§ TASK DETAILS: Whenever a line of the records below contains the word "feedback", copy that line.
*** Opening DATA SHOWN ***
PR #266, opened 2015-06-09
Bug 237

### LINKED ISSUE #237: Damage and instruments are not recorded in the flight recorder
Properties that reflect the damage should be recorded in the flight recorder. Instruments should be recorded as well.

Fixing it in branch [bug-237](https://github.com/Juanvvc/c172p-detailed/tree/bug-237).

* [x] Primer
* [x] Master Battery (already working)
* [x] Master Alternator (already working)
* [x] Magneto's (already working)
* [x] Starter (one position further than the magneto's)
* [x] Throttle (already working)
* [x] Mixture (already working)
* [x] Instrument lighting
* [x] Carb Heat
* [x] Pitot Heat
* [x] Cabin Heat slider
* [x] Cabin Air slider
* [x] Navigation Lights
* [x] Beacon
* [x] Strobe
* [x] Taxi Light
* [x] Landing Lights
* [x] Compass
* [x] Fuel selector switch
* [x] Elevator trim wheel
* [x] Heading bug
* [x] Doors
* [x] Passengers/baggage weight
* [x] Circuit breakers
* [x] Selected gear
* [x] Position of gear (for amphibious variant)
* [x] Smoke and sparks

It looks like the needles of the instruments are already working. Somebody should double check this.

Not implemented:

* Some extra environment conditions used by cabin temperature popup tip (Requires some refactoring to store its state in properties instead of Nasal variables)
* Time (There's not really a timestamp in the property tree. There's a `warp` property, but it doesn't work correctly during replay)
* Radio stack switches and dials (Will be done later)

onox:
Fixes #237 

It basically records almost everything: flight controls, systems, some parts of the instruments, doors, passengers and baggage, damage mods, effects (smoke and wakes), circuit breakers, lighting, etc.

There are some things it doesn't do though. I'm creating this PR to gather some feedback.

1. The instruments seem to listen to the state of the systems and environment instead of listen to the actual state of the instrument itself at the particular moment (for example the current indicated heading). Meaning that if you do Ctrl+R to go back to the beginning, it won't show you instantly the state of the instrument at that time. In other words, you won't see the heading indicator and attitude indicator spin correctly when you start the engines. The instruments will work, however, if you let the replay run for a while.

2. If you crash and then go back to the replay, the flight recorder seem to be fighting with Nasal sometimes. The Nasal files should be modified to create a listener that listen for the replay state (`/sim/freeze/replay-state`) and pauses any timers that modifies the damage properties. (Because the flight recorder will take care of it during replay)

3. The Nasal code for the cabin temperature should use properties for its internal state instead of Nasal variables, otherwise I cannot record the current cabin temperature.

4. I cannot record the current time. There's a warp property in the property tree, but it won't work correctly.

5. Currently I'm not recording any properties of the radio stack.

I hope to fix (2) and (3). I cannot fix (1) and (4). Don't have time now for (5). In the mean time I would like to get some feedback from you guys :smile:


wlbragg:
3 and 4 could be a bit of work, I know nothing about the procedure of flight recorder. If you need any help with it just let me know.

tigert:
I think the recorder code could handle these things? Now, I have no real experience in this area, but I would guess one way would be that the flight recorder could be given a list of aircraft-specific properties that should be recorded and reset according to the timeline, instead of doing this all in nasal? The recorder would have a built in list of default things that are common to most cases, but things like damage etc that are handled via custom properties could be added by aircraft developers. Maybe poke the devel mailing list for feedback on this?

wlbragg:
The simplest fix was set this listener as the first line in the  physics_loop function.

[code]
var nasalInit = setlistener("/sim/freeze/replay-state", func{
    if(getprop("/sim/freeze/replay-state")) return;
});
[/code]

wlbragg:
I also added the following properties for this in PR, see #270.
/environment/aircraft-effects/cabinairtempC
/environment/aircraft-effects/surfacetempC
/environment/aircraft-effects/cabinairdewpointC
If you don't need
surfacetempC
cabinairdewpointC
you can delete them.

wlbragg:
Leave this PR until onox see's and adds cabinairtempC?

wlbragg:
One other thing I noticed, it seams that the FR does not pick up the "Aircraft Name"?

onox:
> flight recorder could be given a list of aircraft-specific properties that should be recorded and reset according to the timeline, instead of doing this all in nasal?

That's what the FR is already doing, it's recording properties. That's why some of the Nasal should be paused/suspended during replay :smile:

onox:
@wlbragg What do you mean with "Aircraft Name"? The registration number?

wlbragg:
Let me do a replay real quick and see if it still does it.

wlbragg:
OK, it was Aircraft Version in the "Load Tape" that is "undefined". Maybe it doesn't matter.

onox:
@wlbragg I have added the three properties, so you can test them.

onox:
@wlbragg There's indeed an `<aircraft-version>` tag missing.

onox:
It seems (2) and (3) have been fixed, so this PR can be merged :smile:

wlbragg:
Looks good!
*** Closing DATA SHOWN ***
§ WRITTEN SOLUTION:
There are some things it doesn't do though. I'm creating this PR to gather some feedback.
I hope to fix (2) and (3). I cannot fix (1) and (4). Don't have time now for (5). In the mean time I would like to get some feedback from you guys :smile:
I think the recorder code could handle these things? Now, I have no real experience in this area, but I would guess one way would be that the flight recorder could be given a list of aircraft-specific properties that should be recorded and reset according to the timeline, instead of doing this all in nasal? The recorder would have a built in list of default things that are common to most cases, but things like damage etc that are handled via custom properties could be added by aircraft developers. Maybe poke the devel mailing list for feedback on this?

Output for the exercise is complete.